(DATA TO USE Opens)
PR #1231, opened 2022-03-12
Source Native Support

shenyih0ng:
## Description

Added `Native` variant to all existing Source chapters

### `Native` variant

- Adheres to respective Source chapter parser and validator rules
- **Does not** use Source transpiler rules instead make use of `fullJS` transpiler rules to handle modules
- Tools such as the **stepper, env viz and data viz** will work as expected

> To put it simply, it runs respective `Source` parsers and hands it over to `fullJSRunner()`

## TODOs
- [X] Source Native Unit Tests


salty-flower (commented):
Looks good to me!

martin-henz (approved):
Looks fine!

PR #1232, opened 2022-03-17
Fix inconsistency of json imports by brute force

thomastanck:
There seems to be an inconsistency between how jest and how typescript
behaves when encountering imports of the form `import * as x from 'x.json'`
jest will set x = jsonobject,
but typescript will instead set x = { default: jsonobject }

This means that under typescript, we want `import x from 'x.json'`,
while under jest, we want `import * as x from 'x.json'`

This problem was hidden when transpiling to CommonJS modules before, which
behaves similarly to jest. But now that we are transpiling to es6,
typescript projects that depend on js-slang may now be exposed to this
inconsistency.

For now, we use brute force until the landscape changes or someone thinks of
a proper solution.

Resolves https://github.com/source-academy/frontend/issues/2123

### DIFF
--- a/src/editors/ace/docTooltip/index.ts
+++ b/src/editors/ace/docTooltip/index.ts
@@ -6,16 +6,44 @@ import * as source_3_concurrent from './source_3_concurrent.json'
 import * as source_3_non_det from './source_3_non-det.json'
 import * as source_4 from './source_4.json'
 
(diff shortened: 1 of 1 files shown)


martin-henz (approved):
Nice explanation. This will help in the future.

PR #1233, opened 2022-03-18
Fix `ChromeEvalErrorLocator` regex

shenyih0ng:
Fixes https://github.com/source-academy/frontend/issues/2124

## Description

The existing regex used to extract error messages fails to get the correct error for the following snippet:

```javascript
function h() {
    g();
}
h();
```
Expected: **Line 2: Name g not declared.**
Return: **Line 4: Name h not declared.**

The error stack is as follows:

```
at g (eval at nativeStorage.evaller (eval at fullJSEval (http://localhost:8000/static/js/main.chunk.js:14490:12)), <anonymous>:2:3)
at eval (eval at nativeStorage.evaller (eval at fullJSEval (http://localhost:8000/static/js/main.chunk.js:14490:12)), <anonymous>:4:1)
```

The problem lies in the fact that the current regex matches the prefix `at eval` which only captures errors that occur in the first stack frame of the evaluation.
(DATA TO USE Closes)
_WHAT YOU SHOULD DO:_ Word for word, repeat each entry shown above.

_SOLUTION TO THE PROBLEM:_
PR #1231, opened 2022-03-12
Source Native Support

shenyih0ng:
## Description

Added `Native` variant to all existing Source chapters

### `Native` variant

- Adheres to respective Source chapter parser and validator rules
- **Does not** use Source transpiler rules instead make use of `fullJS` transpiler rules to handle modules
- Tools such as the **stepper, env viz and data viz** will work as expected

> To put it simply, it runs respective `Source` parsers and hands it over to `fullJSRunner()`

## TODOs
- [X] Source Native Unit Tests


salty-flower (commented):
Looks good to me!

martin-henz (approved):
Looks fine!

PR #1232, opened 2022-03-17
Fix inconsistency of json imports by brute force

thomastanck:
There seems to be an inconsistency between how jest and how typescript
behaves when encountering imports of the form `import * as x from 'x.json'`
jest will set x = jsonobject,
but typescript will instead set x = { default: jsonobject }

This means that under typescript, we want `import x from 'x.json'`,
while under jest, we want `import * as x from 'x.json'`

This problem was hidden when transpiling to CommonJS modules before, which
behaves similarly to jest. But now that we are transpiling to es6,
typescript projects that depend on js-slang may now be exposed to this
inconsistency.

For now, we use brute force until the landscape changes or someone thinks of
a proper solution.

Resolves https://github.com/source-academy/frontend/issues/2123

### DIFF
--- a/src/editors/ace/docTooltip/index.ts
+++ b/src/editors/ace/docTooltip/index.ts
@@ -6,16 +6,44 @@ import * as source_3_concurrent from './source_3_concurrent.json'
 import * as source_3_non_det from './source_3_non-det.json'
 import * as source_4 from './source_4.json'
 
(diff shortened: 1 of 1 files shown)


martin-henz (approved):
Nice explanation. This will help in the future.

PR #1233, opened 2022-03-18
Fix `ChromeEvalErrorLocator` regex

shenyih0ng:
Fixes https://github.com/source-academy/frontend/issues/2124

## Description

The existing regex used to extract error messages fails to get the correct error for the following snippet:

```javascript
function h() {
    g();
}
h();
```
Expected: **Line 2: Name g not declared.**
Return: **Line 4: Name h not declared.**

The error stack is as follows:

```
at g (eval at nativeStorage.evaller (eval at fullJSEval (http://localhost:8000/static/js/main.chunk.js:14490:12)), <anonymous>:2:3)
at eval (eval at nativeStorage.evaller (eval at fullJSEval (http://localhost:8000/static/js/main.chunk.js:14490:12)), <anonymous>:4:1)
```

The problem lies in the fact that the current regex matches the prefix `at eval` which only captures errors that occur in the first stack frame of the evaluation.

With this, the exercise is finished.